### Aim of the task
Give back one number only: how many lines in the material below contain "available".

### Extracted information
==========
Issue #3967, opened 2021-05-28
track progress of @Rohitesh-Kumar-Jain - GSoC 2021 student


Rohitesh-Kumar-Jain:
Hi all, 

This issue is for keeping track of my deliverables and work in the Google Summer of Code, also this issue can be used for communication between mentors/org members and the student.

Org members feel free to drop suggestions and feedback regarding the GSoC program : )

## Timeline

Here's a link to the [official GSoC timeline](https://summerofcode.withgoogle.com/how-it-works/#timeline).

|  Phase  | Work Summary | Related PRs |
| ------------- | -------------------- | -----------------------|
| Community Bonding  <br/> (May 17 – June 7)  |  Migrated CtTypeReferenceTest, AstCheckerTest, FilterTest, ProcessingTest, CtGenerationTest, CorrectIdentifierTest to Junit 5 | #3969, #3960, <br/> #3959, #3958, #3956, #3946
| Week 1 <br/> (June 7 – 13)  | Improved tests for NameFilter & SpoonTagger class, migrated  all the  tests in template directory to Junit5, had a discussion about  the location & extraction of tests | #3986, #3982, #3975, #3978 
| Week 2 <br/> (June 14 – 20) | This week I transitioned from improving existing tests to writing new tests, and added tests for abstractTemplate and Substitution class |  #3990, #3995
| Week 3 <br/> (June 21 – 27) | Added tests for `insertAllNestedTypes`, `insertGeneratedNestedTypes`, `insertAllConstrutors`, `insertConsturctor`, `SpoonTreeBuilder.enter`, `SpoonTreeBuilder.exit`, `SpoonTreeBuilder.createNode`. Migrated all `spoon.refactoring`, `spoon.support` and `spoon.testing` tests to Junit5  | #3998, #4005, #4006, #4007, #4009
| Week 4 <br/> (June 28 – July 4) | Added test for `Substitution.insertAllSuperInterfaces`, `substituteMethodBody`, `substituteStatement`, `substituteFieldDefaultExpression` | #4012, #4016, #4018
| Week 5  <br/> (July 5 – 11) | Added tests for `asssertNotNull`, `assertExists`, `assertIsSame` | #4034
| Week 6 <br/> (July 12 – 18) | added test for `createPackageFile`, `createModuleFile`, `CtCommentImpl.equals`, migrated few test classes to Junit5 | #4043, #4045, #4053|
[...]

Issue #1818, opened 2018-01-12
Improve tests in Spoon


surli:
I just had a report from @oscarlvp who is working on software testing that we have a lot of methods not properly tested in Spoon.
For a lot of them we have a coverage, but removing the body of the method does not change at all the test results. For other methods, deciding an arbitrary return value (like `return true`) does not change either the test results.

So we should improve our test basis. The complete list of badly tested methods (and why) is available there: https://github.com/STAMP-project/descartes-experiments/blob/master/spoon/index.md

zielint0:
@surli 
> The complete list of badly tested methods (and why) is available there: 

404

> we have a lot of methods not properly tested in Spoon.

Please elaborate what is *proper* testing (in case of Spoon).
I would appreciate some examples.
Mercii in advance.

oscarlvp:
The list of issues has been placed [here](https://github.com/STAMP-project/descartes-experiments/blob/master/actionable-hints/spoon/index.md)
For more information about the way these issues were found please take a look at [descartes](https://github.com/STAMP-project/pitest-descartes).
A sample of those issues was inspected before by @surli. The result can be seen [here](https://github.com/STAMP-project/descartes-experiments/blob/master/actionable-hints/spoon/sample.md). Those that have marks are the ones that would need a closer look.
I hope this helps.

zielint0:
¡Gracias hermano!

KishkinJ10:
can i do this in my GSoC coding period please??

Rohitesh-Kumar-Jain:
Hi @oscarlvp, @surli & @monperrus 

> The list of issues has been placed [here](https://github.com/STAMP-project/descartes-experiments/blob/master/actionable-hints/spoon/index.md)

I feel analysis of methods present in spoon.compiler, spoon.experimental, spoon.javadoc.internal, spoon.legacy, spoon.metamodel and spoon.pattern directories are missing from this list. 

As this list is outdated, I have tried to run Descartes on few subsets of tests, [here's the pit report](https://github.com/Rohitesh-Kumar-Jain/Descartes_Pit_Reports) generated after running Descartes (I am yet to run Descartes on all the methods and tests).

I would be glad if someone may go through the pit reports and let me know whether I am running the Descartes in the desired fashion.

Rohitesh-Kumar-Jain:
Hi @monperrus, 

[...]

PR #3975, opened 2021-06-04
test: improve tests for NameFilter class.

Rohitesh-Kumar-Jain:
#1818

This PR aims to improve the code coverage of the class [NameFilter](https://github.com/INRIA/spoon/blob/2fff4c50266f79bc06b961e3b01ca6c6e0fcc1ab/src/main/java/spoon/legacy/NameFilter.java).

Link to #3967

### DIFF
--- a/src/test/java/spoon/test/filters/FilterTest.java
+++ b/src/test/java/spoon/test/filters/FilterTest.java
@@ -111,7 +111,7 @@ public class FilterTest {
 
 	@Test
 	public void testNameFilter() throws Exception {
-		// contract: the constructor of the class NameFilter creates and initialises an object.
+		// contract: NameFilter finds the expected amount of elements when filtering
 
 		CtClass<?> foo = factory.Package().get("spoon.test.filters.testclasses").getType("Foo");
 		assertEquals("Foo", foo.getSimpleName());
--- a/src/test/java/spoon/test/filters/FilterTest.java
+++ b/src/test/java/spoon/test/filters/FilterTest.java
@@ -136,16 +136,16 @@ public class FilterTest {
 		assertTrue(matches);
 	}
 
-	@Test()
+	@Test
 	public void testNameFilterThrowsExceptionForNull() {
 		// contract: NameFilter constructor should throw IllegalArgumentException when passed null
 
 		assertThrows(IllegalArgumentException.class, () -> new NameFilter<>(null));
 	}
 
-	@Test()
+	@Test
 	public void testNameFilterGetType() {
-		// contract: getType method returns the object of class NameFilter
+		// contract: getType method returns the datatype that the NameFilter class returns
 
 		NameFilter<CtNamedElement> nameFilter = new NameFilter<>("i");
 		assertEquals(CtNamedElement.class, nameFilter.getType());
--- a/src/test/java/spoon/test/filters/FilterTest.java
+++ b/src/test/java/spoon/test/filters/FilterTest.java
@@ -118,6 +118,12 @@ public class FilterTest {
 		assertEquals(1, elements.size());
 	}
 
+	@Test()
+	public void testNameFilterThrowsException() {
+		CtClass<?> foo = factory.Package().get("spoon.test.filters.testclasses").getType("Foo");
+		assertThrows(IllegalArgumentException.class, () -> foo.getElements(new NameFilter<>(null)));
+	}
+
 	@Test
 	public void testFilters() {
 		CtClass<?> foo = factory.Package().get("spoon.test.filters.testclasses").getType("Foo");
--- a/src/test/java/spoon/test/filters/FilterTest.java
+++ b/src/test/java/spoon/test/filters/FilterTest.java
@@ -111,20 +111,45 @@ public class FilterTest {
 
 	@Test
 	public void testNameFilter() throws Exception {
-		// contract: legacy NameFilter is tested and works
+		// contract: the constructor of the class NameFilter creates and initialises an object.
+
 		CtClass<?> foo = factory.Package().get("spoon.test.filters.testclasses").getType("Foo");
 		assertEquals("Foo", foo.getSimpleName());
 		List<CtNamedElement> elements = foo.getElements(new NameFilter<>("i"));
-		// contract: tests NameFilter constructor for cases other than null
 		assertEquals(1, elements.size());
-		// contract: tests NameFilter constructor for null value case
-		assertThrows(IllegalArgumentException.class, () -> foo.getElements(new NameFilter<>(null)));
-		// contract: tests the getType method of the NameFilter class
-		assertEquals("CtNamedElement",new NameFilter<>("i").getType().getSimpleName());
-		// contract: tests the matches method of the NameFilter class
-		assertTrue(new NameFilter<>("i").matches(elements.get(0)));
 	}
 
+	@Test
+	void testNameFilterMatchesReturnsTrueForMatchingName() {
+		// contract: NameFilter.matches should return true for an element with a matching name
+
+		// arrange
+		String name = "someNiceName";
+		NameFilter<CtNamedElement> nameFilter = new NameFilter<>(name);
+		CtNamedElement elemWithMatchingName = new Launcher().getFactory().createLocalVariable();
+		elemWithMatchingName.setSimpleName(name);
+
+		// act
+		boolean matches = nameFilter.matches(elemWithMatchingName);
+
+		// assert
+		assertTrue(matches);
+	}
+
+	@Test()
+	public void testNameFilterThrowsExceptionForNull() {
+		// contract: NameFilter constructor should throw IllegalArgumentException when passed null
+
+		assertThrows(IllegalArgumentException.class, () -> new NameFilter<>(null));
+	}
+
+	@Test()
+	public void testNameFilterGetType() {
+		// contract: getType method returns the object of class NameFilter
+
+		NameFilter<CtNamedElement> nameFilter = new NameFilter<>("i");
+		assertEquals(CtNamedElement.class, nameFilter.getType());
+	}
 
 	@Test
 	public void testFilters() {
--- a/src/test/java/spoon/test/filters/FilterTest.java
+++ b/src/test/java/spoon/test/filters/FilterTest.java
@@ -120,11 +120,6 @@ public class FilterTest {
 		assertThrows(IllegalArgumentException.class, () -> foo.getElements(new NameFilter<>(null)));
 	}
 
-	@Test()
-	public void testNameFilterThrowsException() {
-		CtClass<?> foo = factory.Package().get("spoon.test.filters.testclasses").getType("Foo");
-		assertThrows(IllegalArgumentException.class, () -> foo.getElements(new NameFilter<>(null)));
-	}
 
 	@Test
 	public void testFilters() {
--- a/src/test/java/spoon/test/filters/FilterTest.java
+++ b/src/test/java/spoon/test/filters/FilterTest.java
@@ -113,9 +113,11 @@ public class FilterTest {
 	public void testNameFilter() throws Exception {
 		// contract: legacy NameFilter is tested and works
 		CtClass<?> foo = factory.Package().get("spoon.test.filters.testclasses").getType("Foo");
-		assertEquals("Foo", foo.getSimpleName());
 		List<CtNamedElement> elements = foo.getElements(new NameFilter<>("i"));
 		assertEquals(1, elements.size());
+		assertEquals("CtNamedElement",new NameFilter<>("i").getType().getSimpleName());
+		assertTrue(new NameFilter<>("i").matches(elements.get(0)));
+		assertThrows(IllegalArgumentException.class, () -> foo.getElements(new NameFilter<>(null)));
 	}
 
 	@Test()
--- a/src/test/java/spoon/test/filters/FilterTest.java
+++ b/src/test/java/spoon/test/filters/FilterTest.java
@@ -113,11 +113,16 @@ public class FilterTest {
 	public void testNameFilter() throws Exception {
 		// contract: legacy NameFilter is tested and works
 		CtClass<?> foo = factory.Package().get("spoon.test.filters.testclasses").getType("Foo");
+		assertEquals("Foo", foo.getSimpleName());
 		List<CtNamedElement> elements = foo.getElements(new NameFilter<>("i"));
+		// contract: tests NameFilter constructor for cases other than null
 		assertEquals(1, elements.size());
-		assertEquals("CtNamedElement",new NameFilter<>("i").getType().getSimpleName());
-		assertTrue(new NameFilter<>("i").matches(elements.get(0)));
+		// contract: tests NameFilter constructor for null value case
 		assertThrows(IllegalArgumentException.class, () -> foo.getElements(new NameFilter<>(null)));
+		// contract: tests the getType method of the NameFilter class
+		assertEquals("CtNamedElement",new NameFilter<>("i").getType().getSimpleName());
+		// contract: tests the matches method of the NameFilter class
+		assertTrue(new NameFilter<>("i").matches(elements.get(0)));
 	}
 
 
--- a/src/test/java/spoon/test/filters/FilterTest.java
+++ b/src/test/java/spoon/test/filters/FilterTest.java
@@ -145,7 +145,7 @@ public class FilterTest {
 
 	@Test
 	public void testNameFilterGetType() {
-		// contract: getType method returns the datatype that the NameFilter class returns
+		// contract: NameFilter.getType() should return the CtNamedElement class
 
 		NameFilter<CtNamedElement> nameFilter = new NameFilter<>("i");
 		assertEquals(CtNamedElement.class, nameFilter.getType());


Rohitesh-Kumar-Jain:
I have added one additional test to improve the line coverage of the tests for NameFilter class.

I would be glad if @slarse or maybe someone else may tell me what should be the scope for a single PR and a commit for improving tests.

slarse:
> what should be the scope for a single PR and a commit for improving tests.

There's no easy answer to that, it depends. Arguably, a PR can't really be too small, so there's really no minimum scope. Somewhat arbitrarily we can say that a maximum scope would be adding tests relating to a single public method. That is to say, don't target multiple pieces of functionality with a single PR.

Rohitesh-Kumar-Jain:
Hi,

One of the difficulties I am facing is that I am not being able to generate the desired Descartes results on a smaller scope.

What I wish to say is, that I was able to [generate Descartes results as a whole](https://github.com/Rohitesh-Kumar-Jain/Descartes_on_Spoon), here's the result for NameFilter Class after the generation.

Screen Shot 2021-06-04 at 12 21 26-fullpage

But as running Descartes on the whole Spoon takes around 20 + hours to run, I tried running individually but it isn't generating the desired results.

The plugin I used was 
```
       <plugin>
            <groupId>org.pitest</groupId>
            <artifactId>pitest-maven</artifactId>
            <version>1.6.4</version>
            <configuration>
                <mutationEngine>descartes</mutationEngine>
                <targetClasses>
                    <param>spoon.legacy.NameFilter</param>
                </targetClasses>
                <targetTests>
                    <param>spoon.test.filters.FilterTest</param>
                </targetTests>
            </configuration>
            <dependencies>
                <dependency>
                    <groupId>eu.stamp-project</groupId>
                    <artifactId>descartes</artifactId>
                    <version>1.3.1</version>
                </dependency>
            </dependencies>
        </plugin>
```
But running that is generating this :

Screen Shot 2021-06-04 at 12 26 28-fullpage

So how do I measure the test parameters effectively ?

In the meeting @slarse suggested it is not necessary to run Descartes all the time, suggestions were to remove some part of the code and see tests are working, also IntelliJ IDEA comes with an inbuilt code coverage parameter, would anyone like to suggest something?

mentioning @nharrand and @monperrus

monperrus:
> In the meeting @slarse suggested it is not necessary to run Descartes all the tim

Fully agree. You can run Descartes every other day, in order to:

1. verify that the new merged tests indeed improve the Descartes metrics
2. select your next test target.

slarse:
@Rohitesh-Kumar-Jain See my comment in #3967. For measuring code coverage, using Descartes is incredibly inefficient.

> You can run Descartes every other day, in order to:

Considering that it takes @Rohitesh-Kumar-Jain 20 hours to run Descartes on Spoon, I wouldn't recommend running it more than once a week.

Rohitesh-Kumar-Jain:
> Considering that it takes @Rohitesh-Kumar-Jain 20 hours to run Descartes on Spoon, I wouldn't recommend running it more than once a week.

Yes it keeps running for 20 hours in the background, my effort is to just run this, but still, I have to wait almost a day to see the new report. Although Descartes can be run with subsets however in this case the reports aren't as expected after targeting the exact class and the test.

slarse:
> Yes it keeps running for 20 hours in the background, my effort is to just run this, but still, I have to wait almost a day to see the new report. Although Descartes can be run with subsets however in this case the reports aren't as expected after targeting the exact class and the test.

That's most likely because there are other tests that exercise the code you target. A large part of Spoon's test code is not unit tests, but rather run the entire thing from parsing a model to printing a result, and so there can be many tests that touch e.g. `NameFilter` without them being called anything relating to `Filter`.

Rohitesh-Kumar-Jain:
> 
> That's most likely because there are other tests that exercise the code you target. A large part of Spoon's test code is not unit tests, but rather run the entire thing from parsing a model to printing a result, and so there can be many tests that touch e.g. `NameFilter` without them being called anything relating to `Filter`.

Thanks for letting me know this

Rohitesh-Kumar-Jain:
Hi, 

I feel this line of code ```assertEquals("Foo", foo.getSimpleName());``` is redundant in [testNameFilter](https://github.com/INRIA/spoon/blob/master/src/test/java/spoon/test/filters/FilterTest.java) method, as this assertion has nothing to do with NameFilter class, also this assertion has been called for about 11 more times in other 6 files, so I believe removing this line of won't reduce test quality and is redundant ?

looping in @nharrand

Rohitesh-Kumar-Jain:
Hi team, 

Now there are two options available : 
1) I have extracted the NameFilterTest form FilterTest in #3978, so after the extraction is merged I can close this PR and raise a new one for improving the test in the NameFilterTest.
2) If we don't wish to extract, we can close #3978, and simply just focus on this PR.

slarse:
Hi @Rohitesh-Kumar-Jain,

As one point of feedback, avoid working on things in parallel that conflict with each other. If either this or #3978 is merged, there will be a merge conflict between them.

With that said, this PR needs a little bit of work. When it comes to tests, it's important that _each test tests one thing_, one concept. That doesn't necessarily mean that each test needs to have precisely one assert, but it does mean that you shouldn't test happy-path behavior (everything works as it should) and crashes in the same test. Having a lot of assertions in the same test is also indicative that it's testing too many concepts.

As a rule of thumb, you should only call the method under test _once_ in the test itself. This doesn't always hold (sometimes you specifically want to test what happens if you call it twice, for example), but I find that most often this rule is good.

Furthermore, I strongly recommend that you follow the arrange/act/assert pattern (AAA). You can look it up in your preferred search engine.

So, in terms of this PR, break out your new assertions into separate test cases and write them according to all of the rules we've discussed, including a contract for the test clearly specifying what it's supposed to test. Note that the original test that you altered here is not a good test, as it does not say what it's actually supposed to verify ("NameFilter is tested and works" is extremely vague).

Rohitesh-Kumar-Jain:
> As one point of feedback, avoid working on things in parallel that conflict with each other. If either this or #3978 is merged, there will be a merge conflict between them.

I will keep this in mind for future PRs.

> Furthermore, I strongly recommend that you follow the arrange/act/assert pattern (AAA). You can look it up in your preferred search engine.

I will surely have a look at this, thanks for making me aware of the AAA pattern.

monperrus:
This PR looks good in the sense that it add new assertions. 

We don't need to remove `assertEquals("Foo", foo.getSimpleName());`, unless it is incorrect, which is not the case here.

slarse:
> This PR looks good in the sense that it add new assertions.

IMO this is not an inherently good thing, arbitrarily adding new assertions to an existing test is not sustainable. It then becomes unclear what that test is supposed to verify. The original test doesn't have a clear goal (the contract essentially just says "test that name filter is correct"), which doesn't make things better.

"God tests" that verify everything about some method or class are a recipe for maintainability degradation.

As for the removal of the guard assertion, I agree that it's unrelated to remove. I don't think it should have been there to begin with as it is essentially just clutter, but that's a separate issue.

monperrus:
> arbitrarily adding new assertions to an existing test is not sustainable

yes, it's an engineering tradeoff between adding assertions to an existing test (if the test intention is the same), and creating a new test.

slarse:
> > arbitrarily adding new assertions to an existing test is not sustainable
> 
> yes, it's an engineering tradeoff between adding assertions to an existing test (if the test intention is the same), and creating a new test.

If the test intention is the same, I'm all for adding a "missing" assertion, in no way do I mean that there should be only one assertion per test. In the test case in this PR, I don't think the test intention is clear, and so wouldn't want to add anything to it.

monperrus:
>  In the test case in this PR, I don't think the test intention is clear, and so wouldn't want to add anything to it.

OK for me. @Rohitesh-Kumar-Jain is NameFilter in the Descartes report?

Rohitesh-Kumar-Jain:
Sorry for the late reply

> OK for me. @Rohitesh-Kumar-Jain is NameFilter in the Descartes report?

yes, [it is here](https://github.com/Rohitesh-Kumar-Jain/Descartes_on_Spoon/blob/master/202104291236/spoon.legacy/NameFilter.java.html)

Screen Shot 2021-06-08 at 11 54 34-fullpage

monperrus:
OK, then let's finish this PR :) it's in our plan.

Could you document the test intention of the added assertions with a comment line `// contract:` before each of them? Thanks!

src/test/java/spoon/test/filters/FilterTest.java
```diff
@@ -115,9 +115,17 @@ public void testNameFilter() throws Exception {
 		CtClass<?> foo = factory.Package().get("spoon.test.filters.testclasses").getType("Foo");
 		assertEquals("Foo", foo.getSimpleName());
 		List<CtNamedElement> elements = foo.getElements(new NameFilter<>("i"));
+		// contract: tests NameFilter constructor for cases other than null
 		assertEquals(1, elements.size());
+		// contract: tests NameFilter constructor for null value case
```
slarse, line 120: The contract should not say what the test does, but what is expected to happen. For example, this one ought to say `contract: NameFilter constructor should throw IllegalArgumentException when passed null`

The same problem exists with all of the contracts you have written here, they just say what the test does, while they should detail the expected outcome of some action.

src/test/java/spoon/test/filters/FilterTest.java
```diff
@@ -115,9 +115,17 @@ public void testNameFilter() throws Exception {
...
+		assertThrows(IllegalArgumentException.class, () -> foo.getElements(new NameFilter<>(null)));
```
slarse, line 121: Calling `foo.getElements` is redundant as `new NameFilter<>(null)` already throws.

```suggestion
		assertThrows(IllegalArgumentException.class, () -> new NameFilter<>(null));
```

src/test/java/spoon/test/filters/FilterTest.java
```diff
@@ -115,9 +115,17 @@ public void testNameFilter() throws Exception {
...
+		// contract: tests the getType method of the NameFilter class
+		assertEquals("CtNamedElement",new NameFilter<>("i").getType().getSimpleName());
```
slarse, line 123: Avoid unnecessary chains. Here, what you're checking is the return value of `getType`, so check that!

```suggestion
		assertEquals(CtNamedElement.class,new NameFilter<>("i").getType());
```

src/test/java/spoon/test/filters/FilterTest.java
```diff
@@ -115,9 +115,17 @@ public void testNameFilter() throws Exception {
...
+		// contract: tests the matches method of the NameFilter class
+		assertTrue(new NameFilter<>("i").matches(elements.get(0)));
```
slarse, line 125: This is a self-fulfilling test. The element in `elements` are all elements for which `matches` returned `true`, and so this must be `true`.

slarse (changes requested):
Hi @Rohitesh-Kumar-Jain,

This is a good start. Please see my comments.

I also have some general comments.

Also note that each test should have _one_ contract. The assertions you've added in this test each have their own contract, and so should be separate tests. Yes, there are tests in the test suite which have multiple contracts, but that's not great. One test should test one concept <==> one test should have one contract.

In other words: break out your added assertions into separate tests.

src/test/java/spoon/test/filters/FilterTest.java
Rohitesh-Kumar-Jain: Got it 👍🏼

src/test/java/spoon/test/filters/FilterTest.java
Rohitesh-Kumar-Jain: Yes, it is actually redundant, thanks for pointing it out I welcome it.

src/test/java/spoon/test/filters/FilterTest.java
Rohitesh-Kumar-Jain: will change this

src/test/java/spoon/test/filters/FilterTest.java
Rohitesh-Kumar-Jain: @slarse I don't get this one, this test is supposed to test the matches method of the class ```NameFilter```, which it is testing. I have tried applying mutation manually like "replacing the method body with false" which the test is killing, so where's the problem?

Rohitesh-Kumar-Jain:
Hi @slarse, thanks for reviewing PRs : )

> In other words: break out your added assertions into separate tests.

Understood 👍🏼

src/test/java/spoon/test/filters/FilterTest.java
slarse: It's not incorrect, it's just redundant. Spoon's filtering mechanism works by gathering all elements for which a filter returns `true`. Thus, by definition, all elements in the filtered list will match the filter that was used. If you look at it in isolation, this is what you have:

```java
List<CtNamedElement> elements = foo.getElements(new NameFilter<>("i"));
// invariant: for every element e in elements, `new NameFilter<>("i") == true` by the definition of Spoon's filters
assertTrue(new NameFilter<>("i").matches(elements.get(0))); // redundant assertion
```

As long as `getElements(Filter)` is working correctly, it's given that every element in `elements` is one such that the used filter's matches method returned true. It is _not_ the responsibility of a test for `NameFilter` to verify that the overall filtering mechanism works as it should, that would fall on a separate test.

Finally, the mutant you are mentioning is killed by the very first assertion (i.e. `assertEquals(1, elements.size())`), because if `matches` always returns `false`, then no elements are collected.

If you in isolation wanted to test the `matches` method of `NameFilter`, you would do something like so instead:

```java
	@Test
	void testNameFilterMatchesReturnsTrueForMatchingName() {
		// contract: NameFilter.matches should return true for an element with a matching name

		// arrange
		String name = "someNiceName";
		NameFilter<CtNamedElement> nameFilter = new NameFilter<>(name);
		CtNamedElement elemWithMatchingName = new Launcher().getFactory().createLocalVariable();
		elemWithMatchingName.setSimpleName(name);
		
		// act
		boolean matches = nameFilter.matches(elemWithMatchingName);
		
		// assert
		assertTrue(matches);
	}
```

Tests should be as precisely controlled as possible, and rely as little as possible on the component they are testing for setting up the preconditions.

Rohitesh-Kumar-Jain: So I am supposed to follow this structure from now on. I have seen 10 more tests in the codebase following this contract, arrange, act, assert principle I will try to understand those as well.

Actually in most of the tests in spoon contract is missing, AAA is not being followed. But we should follow the best practices while writing the new tests and improving the existing tests. Thanks for letting me know, I appreciate it.

slarse: > I have seen 10 more tests in the codebase following this contract, arrange, act, assert principle I will try to understand those as well.

You will find that there are hundreds of tests following this principle, but most of them do not contain comments saying which phase is where. I put them there for emphasis, but for most tests they are redundant as it's obvious which part is what.

If you find another test structure that's more appropriate for some given test, feel free to use that. In general, I find that AAA works well and makes for clean and easy to read tests.

> Actually in most of the tests in spoon contract is missing, AAA is not being followed.

Spoon is old and has a lot of legacy from times when things were done differently. You will find a lot of things that aren't great. This is the case for almost any code base you'll ever work on. To paraphrase Uncle Bob, all we can do is to try to leave it in a little bit less of a mess than it was when we got there.

src/test/java/spoon/test/filters/FilterTest.java
```diff
@@ -111,20 +111,45 @@ public void setup() throws Exception {
...
+	@Test()
+	public void testNameFilterThrowsExceptionForNull() {
+		// contract: NameFilter constructor should throw IllegalArgumentException when passed null
+
+		assertThrows(IllegalArgumentException.class, () -> new NameFilter<>(null));
+	}
+
+	@Test()
+	public void testNameFilterGetType() {
+		// contract: getType method returns the object of class NameFilter
```
slarse, line 148: This contract is not correct, the `NameFilter.getType()` is not tested to return a `NameFilter` object.

src/test/java/spoon/test/filters/FilterTest.java
```diff
@@ -111,20 +111,45 @@ public void setup() throws Exception {
...
+		elemWithMatchingName.setSimpleName(name);
+
+		// act
+		boolean matches = nameFilter.matches(elemWithMatchingName);
+
+		// assert
+		assertTrue(matches);
+	}
+
+	@Test()
```
slarse, line 139:
```suggestion
	@Test
```

src/test/java/spoon/test/filters/FilterTest.java
```diff
@@ -111,20 +111,45 @@ public void setup() throws Exception {
...
+		NameFilter<CtNamedElement> nameFilter = new NameFilter<>(name);
+		CtNamedElement elemWithMatchingName = new Launcher().getFactory().createLocalVariable();
+		elemWithMatchingName.setSimpleName(name);
+
+		// act
+		boolean matches = nameFilter.matches(elemWithMatchingName);
+
+		// assert
+		assertTrue(matches);
+	}
```
slarse, line 137: You're free to keep this test if you want, but it doesn't improve line or mutation coverage since the method is exercised in the same way by the original `testNameFilter` test. So, it's a good and isolated test, but it doesn't actually improve any testing metrics.

It's not necessarily a bad thing to have overlapping tests, but for your future PRs you should focus on tests that do improve the metrics, especially the mutation metrics.

slarse (changes requested):
Just two things left to fix, final contract seems incorrect and there's a rogue parentheses on one of the `@Test` annotations.

src/test/java/spoon/test/filters/FilterTest.java
Rohitesh-Kumar-Jain: Let's keep this test as a reference for whoever will be working on FilterTest in future.

Yes, I will be next targeting tests with mutation metrics. 

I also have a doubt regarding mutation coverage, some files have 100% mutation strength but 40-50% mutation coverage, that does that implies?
==========
### Result for this task
3